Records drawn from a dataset
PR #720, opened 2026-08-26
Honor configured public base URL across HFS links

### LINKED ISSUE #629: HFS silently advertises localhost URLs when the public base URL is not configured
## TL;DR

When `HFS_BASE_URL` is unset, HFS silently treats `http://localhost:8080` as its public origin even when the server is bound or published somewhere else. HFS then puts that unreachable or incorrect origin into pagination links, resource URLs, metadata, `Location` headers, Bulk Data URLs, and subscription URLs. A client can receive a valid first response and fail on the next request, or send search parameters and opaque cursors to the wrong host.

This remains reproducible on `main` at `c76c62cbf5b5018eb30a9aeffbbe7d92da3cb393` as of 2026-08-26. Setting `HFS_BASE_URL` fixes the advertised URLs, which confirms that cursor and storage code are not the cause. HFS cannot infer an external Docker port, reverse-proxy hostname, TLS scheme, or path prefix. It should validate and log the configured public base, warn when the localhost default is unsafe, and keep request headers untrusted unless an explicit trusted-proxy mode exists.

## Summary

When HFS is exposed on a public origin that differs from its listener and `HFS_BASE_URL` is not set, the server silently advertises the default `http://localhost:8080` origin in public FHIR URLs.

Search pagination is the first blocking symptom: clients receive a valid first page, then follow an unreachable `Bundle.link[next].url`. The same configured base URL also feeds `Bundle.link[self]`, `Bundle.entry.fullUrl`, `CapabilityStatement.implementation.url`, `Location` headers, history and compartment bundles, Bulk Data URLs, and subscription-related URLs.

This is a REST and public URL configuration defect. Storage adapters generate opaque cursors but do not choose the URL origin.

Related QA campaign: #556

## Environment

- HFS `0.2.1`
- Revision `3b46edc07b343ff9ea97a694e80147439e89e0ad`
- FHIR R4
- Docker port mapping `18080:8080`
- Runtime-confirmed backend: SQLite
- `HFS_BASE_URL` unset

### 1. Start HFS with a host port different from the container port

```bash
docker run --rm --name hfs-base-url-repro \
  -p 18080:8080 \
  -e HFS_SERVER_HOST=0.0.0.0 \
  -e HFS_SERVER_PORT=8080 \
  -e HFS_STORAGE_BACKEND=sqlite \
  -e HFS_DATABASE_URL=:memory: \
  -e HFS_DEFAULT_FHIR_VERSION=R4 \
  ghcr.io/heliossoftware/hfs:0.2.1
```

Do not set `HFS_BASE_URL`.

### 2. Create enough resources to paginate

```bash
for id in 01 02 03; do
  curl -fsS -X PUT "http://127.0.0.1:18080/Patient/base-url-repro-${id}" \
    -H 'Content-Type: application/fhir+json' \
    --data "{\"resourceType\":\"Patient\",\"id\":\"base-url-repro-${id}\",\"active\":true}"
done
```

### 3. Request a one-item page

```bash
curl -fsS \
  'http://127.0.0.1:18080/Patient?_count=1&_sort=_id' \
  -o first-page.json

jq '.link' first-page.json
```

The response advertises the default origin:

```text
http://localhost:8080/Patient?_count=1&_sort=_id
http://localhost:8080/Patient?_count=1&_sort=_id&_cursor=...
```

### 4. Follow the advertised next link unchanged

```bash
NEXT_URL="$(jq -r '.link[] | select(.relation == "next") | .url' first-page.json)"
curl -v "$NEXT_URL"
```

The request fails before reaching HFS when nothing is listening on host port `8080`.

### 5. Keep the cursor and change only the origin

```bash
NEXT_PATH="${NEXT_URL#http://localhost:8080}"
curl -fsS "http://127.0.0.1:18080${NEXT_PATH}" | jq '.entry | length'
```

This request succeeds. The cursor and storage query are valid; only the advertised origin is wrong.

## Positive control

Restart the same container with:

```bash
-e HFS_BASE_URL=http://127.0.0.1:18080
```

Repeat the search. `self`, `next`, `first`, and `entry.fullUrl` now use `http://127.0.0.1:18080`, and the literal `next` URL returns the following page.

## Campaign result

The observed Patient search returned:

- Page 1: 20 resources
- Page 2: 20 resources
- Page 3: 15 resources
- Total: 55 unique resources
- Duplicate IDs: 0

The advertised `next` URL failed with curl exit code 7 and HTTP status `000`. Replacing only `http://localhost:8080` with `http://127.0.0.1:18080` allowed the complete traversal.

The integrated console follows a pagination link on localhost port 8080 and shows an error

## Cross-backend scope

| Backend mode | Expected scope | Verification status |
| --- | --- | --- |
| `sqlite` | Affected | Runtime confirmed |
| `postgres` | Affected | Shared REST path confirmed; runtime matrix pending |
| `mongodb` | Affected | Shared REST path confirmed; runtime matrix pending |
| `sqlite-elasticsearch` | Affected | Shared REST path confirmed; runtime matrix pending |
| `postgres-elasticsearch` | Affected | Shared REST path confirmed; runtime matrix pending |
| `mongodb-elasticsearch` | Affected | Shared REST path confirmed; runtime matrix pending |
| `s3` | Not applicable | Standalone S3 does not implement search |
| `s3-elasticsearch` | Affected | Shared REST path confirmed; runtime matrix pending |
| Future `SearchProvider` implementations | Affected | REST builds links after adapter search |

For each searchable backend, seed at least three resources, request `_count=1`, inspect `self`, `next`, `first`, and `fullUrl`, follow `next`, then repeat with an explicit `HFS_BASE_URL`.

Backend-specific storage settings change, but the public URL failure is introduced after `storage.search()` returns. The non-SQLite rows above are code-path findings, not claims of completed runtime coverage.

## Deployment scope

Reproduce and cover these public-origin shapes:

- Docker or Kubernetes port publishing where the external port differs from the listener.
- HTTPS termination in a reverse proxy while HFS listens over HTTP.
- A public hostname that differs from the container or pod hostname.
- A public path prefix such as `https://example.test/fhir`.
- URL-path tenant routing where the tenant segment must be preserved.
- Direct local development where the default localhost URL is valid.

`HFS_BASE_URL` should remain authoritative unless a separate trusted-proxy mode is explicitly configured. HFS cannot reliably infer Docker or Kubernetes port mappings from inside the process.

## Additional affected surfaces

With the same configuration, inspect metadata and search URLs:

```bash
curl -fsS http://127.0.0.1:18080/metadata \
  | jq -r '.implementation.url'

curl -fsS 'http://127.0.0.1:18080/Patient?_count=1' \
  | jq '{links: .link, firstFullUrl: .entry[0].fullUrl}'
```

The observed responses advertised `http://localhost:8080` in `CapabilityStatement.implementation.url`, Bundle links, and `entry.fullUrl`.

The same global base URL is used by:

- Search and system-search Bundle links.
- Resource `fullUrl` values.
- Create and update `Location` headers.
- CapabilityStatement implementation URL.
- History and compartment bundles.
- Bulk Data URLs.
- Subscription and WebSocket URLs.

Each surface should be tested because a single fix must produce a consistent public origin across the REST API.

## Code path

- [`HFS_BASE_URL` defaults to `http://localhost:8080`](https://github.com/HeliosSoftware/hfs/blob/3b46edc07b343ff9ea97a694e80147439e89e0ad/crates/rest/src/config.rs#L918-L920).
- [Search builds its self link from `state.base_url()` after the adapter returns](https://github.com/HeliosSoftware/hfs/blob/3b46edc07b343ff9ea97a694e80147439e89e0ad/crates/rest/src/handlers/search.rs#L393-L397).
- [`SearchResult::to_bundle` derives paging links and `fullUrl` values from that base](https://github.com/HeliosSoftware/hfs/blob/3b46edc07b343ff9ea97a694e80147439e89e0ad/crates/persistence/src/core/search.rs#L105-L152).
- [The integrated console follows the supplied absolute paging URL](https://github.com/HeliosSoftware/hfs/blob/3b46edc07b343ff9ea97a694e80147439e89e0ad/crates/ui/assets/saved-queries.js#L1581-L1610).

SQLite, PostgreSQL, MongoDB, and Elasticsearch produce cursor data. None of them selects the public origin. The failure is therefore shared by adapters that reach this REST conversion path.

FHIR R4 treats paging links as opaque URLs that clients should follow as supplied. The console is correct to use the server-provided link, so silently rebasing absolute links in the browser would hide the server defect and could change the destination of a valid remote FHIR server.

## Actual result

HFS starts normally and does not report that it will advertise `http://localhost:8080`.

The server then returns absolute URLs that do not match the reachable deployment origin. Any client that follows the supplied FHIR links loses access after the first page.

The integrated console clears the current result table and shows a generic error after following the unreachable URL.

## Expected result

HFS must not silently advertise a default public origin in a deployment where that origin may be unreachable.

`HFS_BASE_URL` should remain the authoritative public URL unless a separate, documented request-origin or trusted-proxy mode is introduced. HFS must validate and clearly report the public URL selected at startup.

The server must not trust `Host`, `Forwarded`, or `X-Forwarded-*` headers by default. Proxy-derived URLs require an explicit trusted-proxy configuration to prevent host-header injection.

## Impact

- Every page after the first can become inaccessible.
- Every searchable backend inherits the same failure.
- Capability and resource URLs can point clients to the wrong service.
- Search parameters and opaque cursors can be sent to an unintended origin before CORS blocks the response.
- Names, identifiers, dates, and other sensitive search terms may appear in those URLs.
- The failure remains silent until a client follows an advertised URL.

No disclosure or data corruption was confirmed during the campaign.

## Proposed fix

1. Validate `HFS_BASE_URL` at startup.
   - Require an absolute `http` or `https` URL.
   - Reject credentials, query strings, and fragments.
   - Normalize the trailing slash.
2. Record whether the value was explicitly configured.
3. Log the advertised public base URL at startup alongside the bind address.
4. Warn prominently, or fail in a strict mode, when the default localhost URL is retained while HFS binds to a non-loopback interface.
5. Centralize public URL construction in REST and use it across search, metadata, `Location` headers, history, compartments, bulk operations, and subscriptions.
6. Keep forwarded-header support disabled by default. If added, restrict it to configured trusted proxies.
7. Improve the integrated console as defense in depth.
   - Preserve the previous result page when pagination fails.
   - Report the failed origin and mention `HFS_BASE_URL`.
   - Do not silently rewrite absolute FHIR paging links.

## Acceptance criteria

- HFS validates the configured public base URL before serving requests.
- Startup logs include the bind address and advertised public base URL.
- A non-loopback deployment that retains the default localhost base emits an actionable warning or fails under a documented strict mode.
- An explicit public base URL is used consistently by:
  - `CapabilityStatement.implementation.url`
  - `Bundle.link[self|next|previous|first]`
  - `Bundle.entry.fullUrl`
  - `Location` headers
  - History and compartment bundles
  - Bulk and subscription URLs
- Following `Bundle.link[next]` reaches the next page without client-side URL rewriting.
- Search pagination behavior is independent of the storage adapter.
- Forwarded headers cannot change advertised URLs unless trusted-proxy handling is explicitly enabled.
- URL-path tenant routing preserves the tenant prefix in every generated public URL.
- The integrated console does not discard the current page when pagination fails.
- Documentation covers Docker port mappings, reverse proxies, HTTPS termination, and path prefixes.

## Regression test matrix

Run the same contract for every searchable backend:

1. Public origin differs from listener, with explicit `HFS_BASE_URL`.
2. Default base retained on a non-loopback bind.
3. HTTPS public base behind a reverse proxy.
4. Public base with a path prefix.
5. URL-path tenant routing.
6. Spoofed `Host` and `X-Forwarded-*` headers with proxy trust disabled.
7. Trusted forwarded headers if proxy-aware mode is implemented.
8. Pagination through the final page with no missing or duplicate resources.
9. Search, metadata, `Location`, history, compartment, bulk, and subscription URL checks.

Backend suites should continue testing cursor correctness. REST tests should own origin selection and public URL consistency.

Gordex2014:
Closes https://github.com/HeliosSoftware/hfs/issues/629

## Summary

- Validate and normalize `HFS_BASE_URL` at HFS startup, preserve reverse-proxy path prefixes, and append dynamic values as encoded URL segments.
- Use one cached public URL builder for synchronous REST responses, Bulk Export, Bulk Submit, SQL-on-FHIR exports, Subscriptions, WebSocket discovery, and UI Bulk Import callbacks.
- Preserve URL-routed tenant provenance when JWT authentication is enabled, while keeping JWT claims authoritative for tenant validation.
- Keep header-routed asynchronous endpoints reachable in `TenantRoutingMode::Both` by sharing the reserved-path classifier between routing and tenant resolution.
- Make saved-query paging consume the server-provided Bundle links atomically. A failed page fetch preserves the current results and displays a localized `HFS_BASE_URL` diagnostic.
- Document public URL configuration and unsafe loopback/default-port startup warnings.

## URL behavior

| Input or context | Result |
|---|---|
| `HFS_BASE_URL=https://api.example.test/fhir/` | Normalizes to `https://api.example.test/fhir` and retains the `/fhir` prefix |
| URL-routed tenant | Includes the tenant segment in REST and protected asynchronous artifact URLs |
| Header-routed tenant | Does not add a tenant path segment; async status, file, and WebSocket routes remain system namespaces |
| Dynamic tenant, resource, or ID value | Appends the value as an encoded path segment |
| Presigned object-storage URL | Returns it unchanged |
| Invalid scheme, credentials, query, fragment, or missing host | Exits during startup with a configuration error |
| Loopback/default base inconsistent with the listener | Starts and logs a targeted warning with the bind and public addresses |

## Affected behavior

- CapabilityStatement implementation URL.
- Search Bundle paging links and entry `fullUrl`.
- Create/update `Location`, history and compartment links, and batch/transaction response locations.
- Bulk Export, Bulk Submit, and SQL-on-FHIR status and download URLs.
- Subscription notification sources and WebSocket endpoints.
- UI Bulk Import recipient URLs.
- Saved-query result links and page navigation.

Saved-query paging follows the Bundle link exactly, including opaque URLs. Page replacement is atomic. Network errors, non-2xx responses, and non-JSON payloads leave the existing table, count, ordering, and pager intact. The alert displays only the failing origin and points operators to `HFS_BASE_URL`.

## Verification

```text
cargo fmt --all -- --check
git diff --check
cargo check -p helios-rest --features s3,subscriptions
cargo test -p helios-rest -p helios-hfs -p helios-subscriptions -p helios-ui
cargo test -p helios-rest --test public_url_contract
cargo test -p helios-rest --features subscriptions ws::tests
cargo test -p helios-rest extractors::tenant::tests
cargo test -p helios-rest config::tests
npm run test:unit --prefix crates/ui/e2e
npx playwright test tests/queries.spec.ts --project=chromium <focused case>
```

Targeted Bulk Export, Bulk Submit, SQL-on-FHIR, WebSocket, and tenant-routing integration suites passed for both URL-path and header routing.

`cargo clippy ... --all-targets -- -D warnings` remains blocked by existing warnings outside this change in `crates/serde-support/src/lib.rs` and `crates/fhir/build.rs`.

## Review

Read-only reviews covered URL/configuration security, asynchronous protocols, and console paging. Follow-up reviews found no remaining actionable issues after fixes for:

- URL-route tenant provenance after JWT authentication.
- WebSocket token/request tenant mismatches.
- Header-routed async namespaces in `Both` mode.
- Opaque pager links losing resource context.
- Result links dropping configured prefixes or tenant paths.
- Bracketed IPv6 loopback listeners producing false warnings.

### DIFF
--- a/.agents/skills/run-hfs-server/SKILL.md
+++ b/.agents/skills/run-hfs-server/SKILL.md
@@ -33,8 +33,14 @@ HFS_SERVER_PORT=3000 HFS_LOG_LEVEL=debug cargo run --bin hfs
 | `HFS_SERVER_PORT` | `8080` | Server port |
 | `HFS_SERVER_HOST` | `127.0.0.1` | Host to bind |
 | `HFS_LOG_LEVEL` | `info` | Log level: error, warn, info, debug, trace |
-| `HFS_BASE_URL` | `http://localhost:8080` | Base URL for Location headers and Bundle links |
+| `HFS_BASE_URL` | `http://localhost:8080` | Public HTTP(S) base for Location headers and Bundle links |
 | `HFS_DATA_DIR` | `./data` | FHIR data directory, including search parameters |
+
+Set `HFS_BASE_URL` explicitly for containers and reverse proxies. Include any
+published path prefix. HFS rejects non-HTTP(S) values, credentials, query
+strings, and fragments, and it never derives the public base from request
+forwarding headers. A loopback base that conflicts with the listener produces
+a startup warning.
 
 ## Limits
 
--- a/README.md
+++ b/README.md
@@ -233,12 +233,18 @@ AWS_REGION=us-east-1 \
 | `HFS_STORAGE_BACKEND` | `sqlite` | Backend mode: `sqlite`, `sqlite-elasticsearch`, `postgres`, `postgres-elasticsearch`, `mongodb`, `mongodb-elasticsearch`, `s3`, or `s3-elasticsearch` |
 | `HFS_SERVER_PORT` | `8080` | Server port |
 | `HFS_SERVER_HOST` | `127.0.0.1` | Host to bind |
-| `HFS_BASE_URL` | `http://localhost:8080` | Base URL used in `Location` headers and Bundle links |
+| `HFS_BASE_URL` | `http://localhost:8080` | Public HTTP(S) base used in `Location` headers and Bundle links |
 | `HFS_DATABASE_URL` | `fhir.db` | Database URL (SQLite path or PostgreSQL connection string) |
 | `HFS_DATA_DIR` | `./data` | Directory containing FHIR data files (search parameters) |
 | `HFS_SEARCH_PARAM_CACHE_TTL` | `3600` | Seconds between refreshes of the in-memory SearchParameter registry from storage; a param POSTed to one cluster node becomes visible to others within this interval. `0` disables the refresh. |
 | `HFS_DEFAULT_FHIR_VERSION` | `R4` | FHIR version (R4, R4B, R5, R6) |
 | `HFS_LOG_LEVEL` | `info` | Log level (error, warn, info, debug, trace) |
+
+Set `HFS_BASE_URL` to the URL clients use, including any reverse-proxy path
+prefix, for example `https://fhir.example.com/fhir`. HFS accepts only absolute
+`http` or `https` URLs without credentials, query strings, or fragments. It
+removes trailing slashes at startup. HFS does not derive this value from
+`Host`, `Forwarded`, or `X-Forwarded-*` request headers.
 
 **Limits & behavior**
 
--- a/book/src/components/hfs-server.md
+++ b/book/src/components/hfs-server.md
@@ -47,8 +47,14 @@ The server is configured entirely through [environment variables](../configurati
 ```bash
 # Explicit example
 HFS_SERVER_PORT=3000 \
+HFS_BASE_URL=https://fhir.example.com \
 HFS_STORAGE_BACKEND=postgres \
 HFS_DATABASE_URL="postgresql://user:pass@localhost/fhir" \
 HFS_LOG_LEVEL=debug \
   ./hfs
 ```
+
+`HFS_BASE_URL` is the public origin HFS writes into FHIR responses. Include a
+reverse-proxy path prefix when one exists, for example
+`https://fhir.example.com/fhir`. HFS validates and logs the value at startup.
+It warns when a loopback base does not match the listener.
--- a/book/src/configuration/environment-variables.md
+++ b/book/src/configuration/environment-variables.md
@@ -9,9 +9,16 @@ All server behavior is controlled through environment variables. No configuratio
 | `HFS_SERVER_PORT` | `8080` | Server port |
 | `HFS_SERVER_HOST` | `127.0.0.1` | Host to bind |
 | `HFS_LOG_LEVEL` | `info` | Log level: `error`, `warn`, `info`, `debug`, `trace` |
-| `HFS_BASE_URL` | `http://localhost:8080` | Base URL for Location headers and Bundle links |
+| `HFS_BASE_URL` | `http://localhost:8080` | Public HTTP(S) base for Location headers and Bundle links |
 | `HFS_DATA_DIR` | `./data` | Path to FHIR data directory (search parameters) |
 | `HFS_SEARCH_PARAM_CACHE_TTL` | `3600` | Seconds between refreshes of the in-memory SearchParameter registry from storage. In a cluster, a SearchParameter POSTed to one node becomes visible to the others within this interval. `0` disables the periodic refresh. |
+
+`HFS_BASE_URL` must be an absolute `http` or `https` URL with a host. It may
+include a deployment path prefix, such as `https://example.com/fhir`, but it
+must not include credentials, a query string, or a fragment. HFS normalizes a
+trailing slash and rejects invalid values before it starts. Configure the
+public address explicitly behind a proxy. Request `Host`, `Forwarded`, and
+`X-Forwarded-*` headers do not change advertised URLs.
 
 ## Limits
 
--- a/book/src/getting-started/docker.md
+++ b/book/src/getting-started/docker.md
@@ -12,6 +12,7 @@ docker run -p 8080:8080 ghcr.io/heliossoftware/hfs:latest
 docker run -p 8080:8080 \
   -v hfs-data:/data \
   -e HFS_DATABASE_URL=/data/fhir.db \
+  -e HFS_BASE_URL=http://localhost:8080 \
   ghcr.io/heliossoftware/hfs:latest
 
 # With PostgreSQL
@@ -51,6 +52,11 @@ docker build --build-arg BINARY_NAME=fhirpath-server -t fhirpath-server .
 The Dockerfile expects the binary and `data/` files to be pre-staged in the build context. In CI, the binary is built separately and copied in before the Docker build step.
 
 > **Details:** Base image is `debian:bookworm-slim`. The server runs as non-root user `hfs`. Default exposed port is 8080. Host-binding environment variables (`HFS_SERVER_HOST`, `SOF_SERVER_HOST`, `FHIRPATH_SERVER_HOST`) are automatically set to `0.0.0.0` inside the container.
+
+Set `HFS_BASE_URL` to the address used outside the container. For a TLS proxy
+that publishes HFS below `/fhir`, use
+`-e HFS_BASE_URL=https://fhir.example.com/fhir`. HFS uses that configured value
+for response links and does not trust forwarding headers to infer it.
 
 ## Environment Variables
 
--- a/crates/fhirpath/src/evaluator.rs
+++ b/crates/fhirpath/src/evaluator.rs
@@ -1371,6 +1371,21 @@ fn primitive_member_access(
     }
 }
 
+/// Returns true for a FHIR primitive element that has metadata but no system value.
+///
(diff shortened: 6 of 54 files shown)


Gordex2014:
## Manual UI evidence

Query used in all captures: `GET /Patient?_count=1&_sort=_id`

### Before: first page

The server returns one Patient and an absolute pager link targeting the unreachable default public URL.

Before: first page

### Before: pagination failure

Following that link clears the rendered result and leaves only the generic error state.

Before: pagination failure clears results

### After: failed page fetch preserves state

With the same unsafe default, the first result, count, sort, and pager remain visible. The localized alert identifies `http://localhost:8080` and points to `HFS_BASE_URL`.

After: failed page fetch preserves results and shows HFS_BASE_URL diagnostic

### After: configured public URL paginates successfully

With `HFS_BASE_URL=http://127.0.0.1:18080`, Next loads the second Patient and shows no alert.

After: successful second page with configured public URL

WORK TO BE COMPLETED => Find the lines above that include the string "POSTed" and copy them.

THE ANSWER =>
 | `HFS_SEARCH_PARAM_CACHE_TTL` | `3600` | Seconds between refreshes of the in-memory SearchParameter registry from storage; a param POSTed to one cluster node becomes visible to others within this interval. `0` disables the refresh. |
 | `HFS_SEARCH_PARAM_CACHE_TTL` | `3600` | Seconds between refreshes of the in-memory SearchParameter registry from storage. In a cluster, a SearchParameter POSTed to one node becomes visible to the others within this interval. `0` disables the periodic refresh. |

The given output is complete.